Your Brain’s Love-Hate Relationship with the Future



How, as an organisational psychologist, did I become so fascinated with the future?


It’s because thinking about the future is the most important thing we do. Life is really just a flow of decisions, and every decision requires us to consider the future.


By some measures, thinking about the future is ALL a healthy brain does. Psychologist Lisa Feldman Barrett argues that the human mind isn’t for thinking, but rather for budgeting. Its primary mission remains what it has been for millions of years, and what it is for all animals, and that is keeping the body alive. And the best way to do this is to make sure it has enough resources for now and the foreseeable future.


To this end, it is continually calling upon past experience to generate predictions about the future. The amazing part here is that your experience of a situation may be simply what the brain constructed ahead of time – If all goes to plan, your senses merely confirm the expectation. Only the unexpected is noticed, and in this way the brain can better manage the sensory overload it would have to endure by reacting real-time to everything going on around you.


Research into what people are thinking about at any one time showed that we are three times more likely to be thinking about the future as the past, and most of this prospective thinking was planning.


Yet most of this is short term, and increasingly we are asked to look much further into the future when making decisions.

I have for a long time been curious about the impact of change on individuals, especially the kind of rapid change I experienced in Asia.

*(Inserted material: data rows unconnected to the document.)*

PR #5433, opened 2022-07-15
[AOT] Support on-device event

PENGUINLIONG:
This PR implements an experimental abstraction of on-device event. Event is a type of synchronization primitive available on most modern graphics APIs to synchronize on-device execution. It enables the users to immediately kick off rendering after Taichi kernel launches, without any interaction with the host.

Event is different from semaphore. Event only synchronizes execution flows on device and can be signaled and awaited at any point in the command stream. Semaphores can only be signaled at the end of a stream, and awaited in the beginning. There exists cases that the users don't have the control over command buffer submission, like in Unity, which means that semaphores might not the best primitive to use. So the support for event is considered plausible.


ailzhang (approved):
Nice!!

PR #5441, opened 2022-07-18
[llvm] [bug] Fix llvm_codegen_utils

feisuzhu:
Fixing the crash in release tests introduced by a typo in #5381 where we need a deep copy of arglist.


ailzhang (approved):
Thanks!!

PR #5448, opened 2022-07-18
[type] [refactor] Decouple quant from SNode 6/n: Rewrite extract_quant_float() without SNode

strongoier:
Related issue = #4857

The old `load_quant_float()` can actually be merged into `extract_quant_float()` . To achieve this, related logic has been refactored and (fortunately) greatly simplified.


ailzhang (approved):
Awesome!!

PR #5454, opened 2022-07-19
[bug] Set SNode tree id to all SNodes

lin-hitonami:
Related issue = #4401 
Fixes wrong answers on `test_mesh.py` when offline cache is on which are caused by getting `snode_tree_id` of non-root SNodes whose `snode_tree_id`s are not set.


PGZXB (approved):
Thanks!

strongoier (approved):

For my doctorate I researched adaptability among Chinese knowledge workers, many of whom in their lifetimes have undergone change that took numerous generations in the West.

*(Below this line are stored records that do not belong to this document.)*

PR #5455, opened 2022-07-19
[gui] [vulkan] A faster version of depth copy through ti.field/ti.ndarray (copy directly from vulkan to cuda/gpu/cpu)

Morcki:
## Usage
```python
window_shape = (720, 1080)
window = ti.ui.Window("Test for copy depth memory", window_shape)
canvas = window.get_canvas()
scene = ti.ui.Scene()
camera = ti.ui.make_camera()

# get the shape of window
w, h = window.get_window_shape()
# depth field/ndarray must have ti.f32 data type and 2d shape.
# and shape must be equal to the window shape
scene_depth = ti.ndarray(ti.f32, shape = (w, h))
# scene_depth = ti.field(ti.f32, shape = (w, h))

while window.running:
    render()
    canvas.scene(scene)
    window.get_depth_buffer_faster(scene_depth)
    window.show()
```
## Explanation
+ Q : ~~why use ndarray instead of field?~~ Now support both ndarray and field data structure.
+ A : ti.field struct has a complicated memory layout under unpacked mode(which is default mode for taichi), so the physical address of your index numbers may not directly to the right place(field memory must be padding to power of 2, and there may be some dirty data on the memory). As for ti.ndarray, it does not have this problem, because it's memory layout is what you see, and there is no other designs for it.


python/taichi/_kernels.py
```diff
@@ -179,6 +182,19 @@ def ext_arr_to_matrix(arr: ndarray_type.ndarray(), mat: template(),
                     mat[I][p, q] = arr[I, p, q]
 
 
+@kernel
+def ext_arr_from_vulkan_layout_to_normal_layout(
```
YuCrazing, line 186: Here we should add more comments to explain the purpose of this kernel's existence. And we should indicate that this kernel is only for internal usage.

python/taichi/ui/window.py
```diff
@@ -126,6 +131,19 @@ def write_image(self, filename):
         """
         return self.window.write_image(filename)
 
+    def copy_depth_buffer_to_ndarray(self, depth: Ndarray):
+        """fetch the depth information of current scene to ti.Ndarray.
+           (support copy from vulkan to cuda/cpu which is a faster version)
+        Args:
+            depth (Ndarray): [window_width, window_height] carries depth information.
+        """
+        if not (isinstance(depth, Ndarray) and len(depth.shape) == 2):
```
YuCrazing, line 140: I think we should check the shape of depth ndarrary here.

Morcki: There is no function method to get resolution of window on python scope, so I judge this on the cpp part (window.cpp).

taichi/ui/common/window_base.h
```diff
@@ -41,6 +42,8 @@ class WindowBase {
 
   virtual void write_image(const std::string &filename) = 0;
 
+  virtual void copy_depth_buffer_to_ndarray(taichi::lang::Ndarray *) = 0;
```
ailzhang, line 45: I feel like it's possible to use `const taichi::lang::Ndarray& ndarray)` , could you give that a try?

python/taichi/_kernels.py
```diff
@@ -179,6 +179,29 @@ def ext_arr_to_matrix(arr: ndarray_type.ndarray(), mat: template(),
...
+        vk_image: ndarray_type.ndarray(),
+        normal_image: ndarray_type.ndarray()):
+    '''extract ndarray of raw vulkan memory layout to normal memory
```
ailzhang, line 186: Formatting for this docstring is a bit off - could you  please fix it?

python/taichi/_kernels.py
```diff
@@ -179,6 +179,29 @@ def ext_arr_to_matrix(arr: ndarray_type.ndarray(), mat: template(),
...
+    layout. Explanation of why using ti.ndarray:
+        ti.field struct has a complicated memory layout under unpacked
```
ailzhang, line 188: OOC: why do we want to mention `ti.field` in this docstring? I'd expect this one to explain what's vulkan memory layout   and normal layout means :P

taichi/ui/backends/vulkan/window.cpp
```diff
@@ -102,6 +105,46 @@ void Window::write_image(const std::string &filename) {
...
+  // instead of accessing through the current SNode
+  if (depth_arr->ndarray_alloc_ == taichi::lang::kDeviceNullAllocation) {
+    TI_ERROR("Null Allocation for Depth-Ndarray!");
+  }
+
+  auto arr_dev_ptr = depth_arr->ndarray_alloc_.get_ptr();
+  renderer_->swap_chain().copy_depth_buffer_to_ndarray(arr_dev_ptr);
+
+  if (!config_.show_window) {
+    prepare_for_next_frame();
```
ailzhang, line 144: OOC: if I call copy depth buffer twice without presenting, is it expected behavior to skip them?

Adaptability certainly seems to be important during rapid change, but perhaps the biggest takeaway for me from the research was the need to better understand the future, a field of study known as foresight.


My conclusion: Effective adaptability is mostly foresight.


In other words, if you can

  1. get a good grasp on what might happen in the future

  2. form an opinion about what you want from the future

  3. embrace the uncertainty of the future

then it doesn’t much matter what happens to you because you’ve probably already thought about it.


But thinking about the long-term future is hard, and brains are notoriously lazy. It’s much easier to imagine tomorrow afternoon than it is next year, so your brain usually doesn’t bother. Research shows that your mind regards your future self as it would a stranger.


Not only that, but brains sometimes go wrong. I mentioned earlier that all a healthy mind does is think about the future. So what does an unhealthy mind do?


Psychiatrist Aaron Beck defined depression as holding a negative view of the world, the self and the future. But he suggested that these three characteristics might not be just symptoms, but rather the cause. Taking this further, leading psychologist Martin Seligman believes that the future may be the most important of these, or even the only one that matters. In particular, those with depression demonstrate:

  • poor generation of possible futures. In other words, a lack of imagination, especially when considering positive futures.

  • poor evaluation of possible futures. This is the tendency to overestimate risk and predict worse outcomes than other people. This can lead to a dangerous sense of hopelessness.

  • underlying global negative beliefs about the future. This is the attribution of expectations about good outcomes to external events, and about poor outcomes to personal shortcomings.

It is difficult to survive if you aren’t thinking productively about the future and your role in it.


The capacity for foresight in humans, unique in the animal kingdom, is therefore not only a gift to be cultivated and nurtured. It is also central to our ability to make decisions in a rapidly changing and increasingly long-term world.